Excerpts from a dataset
PR #460, opened 2023-02-09
misc service-proxy.md updates

danwinship:
- link to end-user service/proxy docs
- fix reference to userspace proxy, which no longer exists upstream
- rewrite some stuff where I was trying to pluralize field names in a way that looks bad in the rendered doc
- update recommendations around localhost nodeports ("don't!")
- assume ProxyTerminatingEndpoints (since it's expected to be GA in 1.27), and describe it as applying to all services, not just eTP:Local ones (cf https://github.com/kubernetes/kubernetes/pull/108691)
- fix definition of "internal" vs "external" connections to be destination-based, not source-based (cf https://github.com/kubernetes/kubernetes/issues/108526)
- explain _why_ eTP:Local drops bad traffic rather than rejecting it
- rewrite "Port Listeners" section to describe it as something we _used to_ do rather than something we do (cf https://github.com/kubernetes/kubernetes/pull/108496)

/cc @aojea @tssurya @astoycos

### DIFF
--- a/doc/service-proxy.md
+++ b/doc/service-proxy.md
@@ -13,7 +13,14 @@ network plugins to implement NetworkPolicy correctly without making
 assumptions about the behavior of the service proxy.
 
 (The rest of this document assumes that you already generally
-understand Kubernetes Services from an end-user point of view.)
+understand [Kubernetes
+Services](https://kubernetes.io/docs/concepts/services-networking/)
+and [the service
+proxy](https://kubernetes.io/docs/reference/networking/virtual-ips/)
+from an end-user point of view. In particular, it does not bother to
+explain certain service features whose behavior on the service proxy
+side is already fully understandable just from the end-user
+documentation.)
 
 ## Note on Dual Stack, and Legacy vs "Modern" APIs
 
@@ -45,12 +52,13 @@ proxying by DNAT'ing (and sometimes SNAT'ing) connections. Any service
 proxy implementation must do something at least vaguely equivalent to
 this, but it may not always literally be NAT.
 
-For example, the userspace proxy (which, admittedly, is deprecated),
-does not NAT connections, but instead accepts inbound connections to
-service IPs in userspace, and then creates new outbound connections to
-the endpoint IPs, and then copies data between the connections. (Thus,
-all connections passing through the userspace proxy will arrive at
-their endpoint with a node IP as their source IP.)
+For example, kpng's userspace proxy (and the now-removed upstream
+userspace proxy it was based on), does not NAT connections, but
+instead accepts inbound connections to service IPs in userspace, and
+then creates new outbound connections to the endpoint IPs, and then
+copies data between the connections. (Thus, all connections passing
+through the userspace proxy will arrive at their endpoint with a node
+IP as their source IP.)
 
 In other cases, some proxies may be able to do clever hacks to avoid
 NAT'ing (especially SNAT'ing) that would otherwise be needed.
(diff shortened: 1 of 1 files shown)


doc/service-proxy.md
```diff
@@ -105,11 +125,12 @@ to ensure that it does. Eg:
...
     network namespace for un-DNAT'ing first.
 
-  - Likewise, if a host-network process tries to connect to a NodePort
-    service via `127.0.0.1` or `::1`, it is necessary to SNAT the
-    packet, since otherwise the destination pod would think the packet
-    came from its own `127.0.0.1`/`::1`. (In fact, the kernel will log
-    a warning if you try to DNAT-but-not-SNAT a packet whose source IP
+  - Likewise, if the proxy supports localhost NodePort connections,
+    and a host-network process tries to connect to a NodePort service
+    via `127.0.0.1` or `::1`, it is necessary to SNAT the packet,
```
aojea, line 130: this is the route_localnet hack, no? 

this doesn't work for IPv6 no matter what https://github.com/kubernetes/kubernetes/issues/90236

doc/service-proxy.md
```diff
@@ -219,18 +240,30 @@ circuited by the service proxy.
...
+cluster. If there are no local endpoint IPs on that node then external
+connections to the service via that node should be dropped.
+
+(For external traffic policy in particular, it is important that
+"wrongly-directed" traffic be _dropped_, not _rejected_, because there
+is a race condition between when the proxy stops accepting new
+connections for a service on a particular node versus when the load
+balancer _notices_ that the proxy has stopped accepting new
+connections. During that time, if the load balancer sends a connection
+to a "bad" node, we drop the packets so that the client will think
```
aojea, line 262: the client will eventually timeout and receive an error, since the tcp stack retries with the same tuple is not likely the  intermediate devices will reroute hte packets to other node

```
tcpdump -i any -n tcp port 80
tcpdump: data link type LINUX_SLL2
tcpdump: verbose output suppressed, use -v[v]... for full protocol decode
listening on any, link-type LINUX_SLL2 (Linux cooked v2), snapshot length 262144 bytes
14:28:07.117111 eth0  Out IP 192.168.8.2.58830 > 10.96.61.91.80: Flags [S], seq 3360558320, win 64240, options [mss 1460,sackOK,TS val 2346934370 ecr 0,nop,wscale 7], length 0
14:28:08.119044 eth0  Out IP 192.168.8.2.58830 > 10.96.61.91.80: Flags [S], seq 3360558320, win 64240, options [mss 1460,sackOK,TS val 2346935372 ecr 0,nop,wscale 7], length 0
14:28:10.135037 eth0  Out IP 192.168.8.2.58830 > 10.96.61.91.80: Flags [S], seq 3360558320, win 64240, options [mss 1460,sackOK,TS val 2346937388 ecr 0,nop,wscale 7], length 0
14:28:14.203047 eth0  Out IP 192.168.8.2.58830 > 10.96.61.91.80: Flags [S], seq 3360558320, win 64240, options [mss 1460,sackOK,TS val 2346941456 ecr 0,nop,wscale 7], length 0
```


the reject will indicate something is wrong and the client will be able to retry sooner, in both cases AFAIK the client will have a network error

doc/service-proxy.md
danwinship: Ah! I noticed that this contradicted [the comments in the kube-proxy source code](https://github.com/kubernetes/kubernetes/blob/8f94681cd294aa8cfd3407b8191f6c70214973a4/pkg/proxy/iptables/proxier.go#L1437-L1439) but I was thinking this doc was right and the code was wrong.

doc/service-proxy.md
```diff
@@ -59,30 +67,42 @@ NAT'ing (especially SNAT'ing) that would otherwise be needed.
...
+        connections on `127.0.0.1` (but not `::1`), though the ipvs
+        backend does not, and this behavior is considered deprecated
+        and can be disabled.
+
+If a service has at least one usable endpoint, then connections to any
+of the above destinations should be randomly DNAT'ed to one of the
+usable endpoint IPs (with the destination port changed to the
+corresponding `.spec.port[].targetPort` value, if that is set). If a
+service does not have any usable endpoints, then connections to any of
+the above destinations should be rejected (ie, actively refused with
```
astoycos, line 96: Should the ICMP error always be a [Type 3 - Destination Unreachable ](https://www.iana.org/assignments/icmp-parameters/icmp-parameters.xhtml#icmp-parameters-codes-3) packet? Is that specified somewhere?

aojea: I think that is what iptables does by default with `-j REJECT` and we carrying over with that , maybe we should indicate that it should reject the packet and leave that open, you can also use TCP_RST

astoycos: Right for UDP I think we'd have to use ICMP but for TCP that makes sense

doc/service-proxy.md
danwinship: The dropping behavior has been intentional since the beginning (["KEP"](https://github.com/kubernetes/community/blob/f4379b3c775e31b38df46fb174cdafceceaaca33/contributors/design-proposals/external-lb-source-ip-preservation.md#external-traffic-blackholed-on-nodes-with-no-local-endpoints), [implementation](https://github.com/kubernetes/kubernetes/pull/29409/files#diff-2ccafd63d57233fd0697b9852514604ab880e29aeb073035765ad7541cad1b35R1168)). It's possible that we've been doing it wrong all along, I guess?

doc/service-proxy.md
danwinship: no, but... none of the other ICMP types really imply "reject" so it's strongly implied.

(Hm... and looking at the [ICMP code to errno conversion table](https://github.com/torvalds/linux/blob/v6.1/net/ipv4/icmp.c#L113) it looks like if we returned `ICMP_PORT_UNREACH` instead of the default `ICMP_HOST_UNREACH` then the caller would get back "Connection refused" instead of "No route to host"... Maybe we should start doing that, and recommend that...)

aojea: ICMP_PORT_UNREACH is correct, you connect to a service IP:port and the port is not reachable because doesn't have endpoints

aojea: is the iptables default for `-j REJECT` , isn't it?

PR #4296, opened 2023-10-16
KEP-1027: fix markdown

mandre:
- One-line PR description: Add missing backtick that caused parts of the text to disappear when rendered. Check https://github.com/kubernetes/enhancements/blob/master/keps/sig-api-machinery/1027-api-unions/README.md#go-markers to see how it currently renders.

- Issue link:

- Other comments:


apelisse:
Thanks. I think we should also, beyond the messed-up marker, mention that the feature is actually not a thing at all and hasn't ever been implemented properly. I still see some occurences of people trying to use these markers when they indeed do nothing.
@liggitt

PR #4344, opened 2023-11-22
Update OWNERS_ALIASES from community repo

cblecker:


SergeyKanzhelev:
This PR broke the SIG Node approvership. Why those alias files must match? TLs has different permissions than all leads in SIG Node

SergeyKanzhelev:
created https://github.com/kubernetes/enhancements/pull/4458 to fix up sig node permissions

PR #4437, opened 2024-01-24
Update mdtoc, fix TOC entries with backticks

danwinship:
The version of mdtoc currently used by `update-toc.sh` / `verify-toc.sh` does not handle headings with backticks in them, resulting in broken links in some KEPs. eg, in [the nftables kube-proxy KEP](https://github.com/kubernetes/enhancements/blob/master/keps/sig-network/3866-nftables-proxy/README.md), the table of contents entry for the ``##### Forcing traffic on `HealthCheckNodePort`s to be accepted`` heading links to `#forcing-traffic-on-s-to-be-accepted` but the actual anchor generated by GitHub is `#forcing-traffic-on-healthchecknodeports-to-be-accepted`.

This has actually been fixed in https://github.com/kubernetes-sigs/mdtoc for a very long time, we're just still using a very old version of mdtoc...

cc @saschagrunert


mrbobbytables (commented):
Thanks!
/lgtm
/approve

PR #4508, opened 2024-02-09
Mark client-go context as stable to match GA criteria in KEP

jpbetz:
Given https://github.com/kubernetes/enhancements/tree/master/keps/sig-api-machinery/1601-client-go-context#graduation-criteria:

"This enhancement will be GA immediately."

Let's track in in kep.yaml as such.

/sig api-machinery


deads2k:
A change that will be remembered :)

/lgtm

PR #4510, opened 2024-02-09
KEP-2887: modify GA criteria

jiahuif:
- depends on Declarative Validation.

  
- One-line PR description:
This PR modifies GA criteria of KEP-2887 to delegate the validation of tagged enum types to #4153

- Issue link: #2887

- Other comments:


jpbetz (approved):
/approve

I agree that, with the Declarative validation KEP being better suited for addressing this validation change, that we shouldn't block this KEP on it, especially since it's not a user visible change.

Holding LTGM briefly in case @deads2k has any concerns

PR #4575, opened 2024-04-11
 KEP-3962: rewrite CEL library section.

jiahuif:
- One-line PR description: This PR adds information about CEL library changes to MutatingAdmissionPolicy feature.

- Issue link: https://github.com/kubernetes/enhancements/issues/3962

- Other comments:
This PR removes the question mark from removal operations.
Before
```yaml
mutations:
  - mutaton: >
        Object{
            spec: Object.spec{
                containers: object.spec.containers{
                    object.spec.containers.filter(c, c.name == "sidecar")
                    .map(c, Object.spec.containers.item{
                        ?env: optional.none()
                    })
                }
            }
        }
```
After

```yaml
mutations:
  - mutaton: >
        Object{
            spec: Object.spec{
                containers: object.spec.containers{
                    object.spec.containers.filter(c, c.name == "sidecar")
                    .map(c, Object.spec.containers.item{
                        env: optional.none()
                    })
                }
            }
        }
```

» What you are asked to do: Go through the data above and find the lines with the word "permissions". Copy each of those lines.

» Answer space:
This PR broke the SIG Node approvership. Why those alias files must match? TLs has different permissions than all leads in SIG Node
created https://github.com/kubernetes/enhancements/pull/4458 to fix up sig node permissions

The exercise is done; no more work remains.